• About this task
Below are some entries. Reproduce them word for word.

(Stored data)

%%

PR #763, opened 2024-09-22
[Google] Add `include_nested_groups` config

### LINKED ISSUE #762: Allow authentication via nested groups for Google OAuthenticator
### Proposed change
Allow authentication via nested groups for Google OAuthenticator. Google Workspace now allows nested Google Groups, but the Google OAuthenticator has no option for allowing auth this way.

This would be helpful for those who manage the IAM for many hubs.

### Suggest a solution
I have a fork that implements this feature. The particular issues that need to be discussed are:

- backwards compatibility: ensuring those who upgrade don't all of the sudden have users who can login due to unanticipated group structures
- security: see backwards compatibility
- login experience: currently `_fetch_user_groups` has a `FIXME` related to it being non-asynchronous. Adding support for nested groups may exacerbate this a bit as it takes longer to determine membership given the Google API's current limitations

Most of this can be solved by required explicit opt-in with:
```python
c.GoogleOAuthenticator.allow_nested_groups = True
```

If there's interest I can spruce up what I have and put in a PR for further discussion.

jrdnbradford:
First go at this, closes #762.

`_fetch_user_groups` is now `_fetch_member_groups` since it now checks user _and_ group memberships in groups. I've updated some of the variable names from `user_*` to `member_*` to reflect this. Whether nested groups are taken into account is set by a new `allow_nested_groups` config option.

The Google Python APIs for this are quite limited and this causes some slowness in the login experience for those who are members of a lot of groups. 

I couldn't find where to update the [docs for this authenticator](https://oauthenticator.readthedocs.io/en/latest/reference/api/gen/oauthenticator.google.html#module-oauthenticator.google). When I try to suggest an edit on that page it goes to `reference/api/gen/oauthenticator.google.rst` which doesn't exist, I assume it's built elsewhere. If there's anywhere I can update this, let me know.

I am also not entirely sure how to go about adding a mock test for this case.

I'd love feedback on how to make this better. Thanks! 🚀

### DIFF
--- a/oauthenticator/google.py
+++ b/oauthenticator/google.py
@@ -391,7 +391,7 @@ class GoogleOAuthenticator(OAuthenticator, GoogleOAuth2Mixin):
 
         resp = self.service.groups().list(userKey=user_email).execute()
         user_groups = {
-            g['email'].split('@')[0] for g in resp.get('groups', [{'email': None}])
+            g['email'].split('@')[0] for g in resp.get('groups', []) if g.get('email')
         }
 
         # Recursively check for nested groups if allowed
--- a/oauthenticator/google.py
+++ b/oauthenticator/google.py
@@ -363,6 +363,7 @@ class GoogleOAuthenticator(OAuthenticator, GoogleOAuth2Mixin):
             cache_discovery=False,
             http=http,
         )
+
     def _setup_service(self, user_email_domain, http=None):
         """
         Set up the service client for Google API.
@@ -379,7 +380,14 @@ class GoogleOAuthenticator(OAuthenticator, GoogleOAuth2Mixin):
         )
         return service
 
-    def _fetch_user_groups(self, user_email, user_email_domain, http=None, checked_groups=None, processed_groups=None):
+    def _fetch_user_groups(
+        self,
+        user_email,
+        user_email_domain,
+        http=None,
+        checked_groups=None,
+        processed_groups=None,
+    ):
         """
         Return a set with the google groups a given user is a member of, including nested groups if allowed.
         """
@@ -398,22 +406,24 @@ class GoogleOAuthenticator(OAuthenticator, GoogleOAuth2Mixin):
 
         self.log.debug(f"Fetched groups for {user_email}: {user_groups}")
 
-        # Add the current user's groups to the checked groups
         checked_groups.update(user_groups)
-
         self.log.debug(f"Checked groups after update: {checked_groups}")
 
-        # Recursively check for nested groups if allowed
         if self.allow_nested_groups:
             for group in user_groups:
                 if group not in processed_groups:
-                    nested_groups = self._fetch_user_groups(group + "@" + user_email_domain, user_email_domain, http, checked_groups, processed_groups)
+                    nested_groups = self._fetch_user_groups(
+                        f"{group}@{user_email_domain}",
+                        user_email_domain,
+                        http,
+                        checked_groups,
+                        processed_groups,
+                    )
                     checked_groups.update(nested_groups)
                     processed_groups.add(group)
 
         self.log.debug(f"user_email {user_email} is a member of {checked_groups}")
         return checked_groups
-
 
 
 class LocalGoogleOAuthenticator(LocalAuthenticator, GoogleOAuthenticator):
--- a/oauthenticator/google.py
+++ b/oauthenticator/google.py
@@ -106,7 +106,6 @@ class GoogleOAuthenticator(OAuthenticator, GoogleOAuth2Mixin):
     )
 
     allow_nested_groups = Bool(
-        Set(Unicode()),
         config=True,
         help="""
         Allow members of nested Google groups to sign in.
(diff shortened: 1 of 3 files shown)


oauthenticator/google.py
```diff
@@ -105,6 +105,21 @@ def _userdata_url_default(self):
...
+    allow_nested_groups = Bool(
+        config=True,
+        help="""
+        Allow members of nested Google groups to sign in and/or administer
+        TLJH. If `True` the authenticator will recursively check a user's 
+        group memberships and allow sign in and/or grant admin rights to
+        a user that is a member of a group that has nested membership in
+        any group in `allowed_google_groups` or `admin_google_groups`.
+
+        Use of this requires configuration of `gsuite_administrator`, and
```
consideRatio, line 117: Lets trim away some docs here, letting the groups config describe these requirements about service account keys etc, and settle by saying that this is a config that makes the config options admin/allowed groups accept the listed groups' nested groups as well.

Or, is this an additional requirement that isnt a requirement on admin groups / allowed groups?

%%

• Exercise response
PR #763, opened 2024-09-22
[Google] Add `include_nested_groups` config

### LINKED ISSUE #762: Allow authentication via nested groups for Google OAuthenticator
### Proposed change
Allow authentication via nested groups for Google OAuthenticator. Google Workspace now allows nested Google Groups, but the Google OAuthenticator has no option for allowing auth this way.

This would be helpful for those who manage the IAM for many hubs.

### Suggest a solution
I have a fork that implements this feature. The particular issues that need to be discussed are:

- backwards compatibility: ensuring those who upgrade don't all of the sudden have users who can login due to unanticipated group structures
- security: see backwards compatibility
- login experience: currently `_fetch_user_groups` has a `FIXME` related to it being non-asynchronous. Adding support for nested groups may exacerbate this a bit as it takes longer to determine membership given the Google API's current limitations

Most of this can be solved by required explicit opt-in with:
```python
c.GoogleOAuthenticator.allow_nested_groups = True
```

If there's interest I can spruce up what I have and put in a PR for further discussion.

jrdnbradford:
First go at this, closes #762.

`_fetch_user_groups` is now `_fetch_member_groups` since it now checks user _and_ group memberships in groups. I've updated some of the variable names from `user_*` to `member_*` to reflect this. Whether nested groups are taken into account is set by a new `allow_nested_groups` config option.

The Google Python APIs for this are quite limited and this causes some slowness in the login experience for those who are members of a lot of groups. 

I couldn't find where to update the [docs for this authenticator](https://oauthenticator.readthedocs.io/en/latest/reference/api/gen/oauthenticator.google.html#module-oauthenticator.google). When I try to suggest an edit on that page it goes to `reference/api/gen/oauthenticator.google.rst` which doesn't exist, I assume it's built elsewhere. If there's anywhere I can update this, let me know.

I am also not entirely sure how to go about adding a mock test for this case.

I'd love feedback on how to make this better. Thanks! 🚀

### DIFF
--- a/oauthenticator/google.py
+++ b/oauthenticator/google.py
@@ -391,7 +391,7 @@ class GoogleOAuthenticator(OAuthenticator, GoogleOAuth2Mixin):
 
         resp = self.service.groups().list(userKey=user_email).execute()
         user_groups = {
-            g['email'].split('@')[0] for g in resp.get('groups', [{'email': None}])
+            g['email'].split('@')[0] for g in resp.get('groups', []) if g.get('email')
         }
 
         # Recursively check for nested groups if allowed
--- a/oauthenticator/google.py
+++ b/oauthenticator/google.py
@@ -363,6 +363,7 @@ class GoogleOAuthenticator(OAuthenticator, GoogleOAuth2Mixin):
             cache_discovery=False,
             http=http,
         )
+
     def _setup_service(self, user_email_domain, http=None):
         """
         Set up the service client for Google API.
@@ -379,7 +380,14 @@ class GoogleOAuthenticator(OAuthenticator, GoogleOAuth2Mixin):
         )
         return service
 
-    def _fetch_user_groups(self, user_email, user_email_domain, http=None, checked_groups=None, processed_groups=None):
+    def _fetch_user_groups(
+        self,
+        user_email,
+        user_email_domain,
+        http=None,
+        checked_groups=None,
+        processed_groups=None,
+    ):
         """
         Return a set with the google groups a given user is a member of, including nested groups if allowed.
         """
@@ -398,22 +406,24 @@ class GoogleOAuthenticator(OAuthenticator, GoogleOAuth2Mixin):
 
         self.log.debug(f"Fetched groups for {user_email}: {user_groups}")
 
-        # Add the current user's groups to the checked groups
         checked_groups.update(user_groups)
-
         self.log.debug(f"Checked groups after update: {checked_groups}")
 
-        # Recursively check for nested groups if allowed
         if self.allow_nested_groups:
             for group in user_groups:
                 if group not in processed_groups:
-                    nested_groups = self._fetch_user_groups(group + "@" + user_email_domain, user_email_domain, http, checked_groups, processed_groups)
+                    nested_groups = self._fetch_user_groups(
+                        f"{group}@{user_email_domain}",
+                        user_email_domain,
+                        http,
+                        checked_groups,
+                        processed_groups,
+                    )
                     checked_groups.update(nested_groups)
                     processed_groups.add(group)
 
         self.log.debug(f"user_email {user_email} is a member of {checked_groups}")
         return checked_groups
-
 
 
 class LocalGoogleOAuthenticator(LocalAuthenticator, GoogleOAuthenticator):
--- a/oauthenticator/google.py
+++ b/oauthenticator/google.py
@@ -106,7 +106,6 @@ class GoogleOAuthenticator(OAuthenticator, GoogleOAuth2Mixin):
     )
 
     allow_nested_groups = Bool(
-        Set(Unicode()),
         config=True,
         help="""
         Allow members of nested Google groups to sign in.
(diff shortened: 1 of 3 files shown)


oauthenticator/google.py
```diff
@@ -105,6 +105,21 @@ def _userdata_url_default(self):
...
+    allow_nested_groups = Bool(
+        config=True,
+        help="""
+        Allow members of nested Google groups to sign in and/or administer
+        TLJH. If `True` the authenticator will recursively check a user's 
+        group memberships and allow sign in and/or grant admin rights to
+        a user that is a member of a group that has nested membership in
+        any group in `allowed_google_groups` or `admin_google_groups`.
+
+        Use of this requires configuration of `gsuite_administrator`, and
```
consideRatio, line 117: Lets trim away some docs here, letting the groups config describe these requirements about service account keys etc, and settle by saying that this is a config that makes the config options admin/allowed groups accept the listed groups' nested groups as well.

Or, is this an additional requirement that isnt a requirement on admin groups / allowed groups?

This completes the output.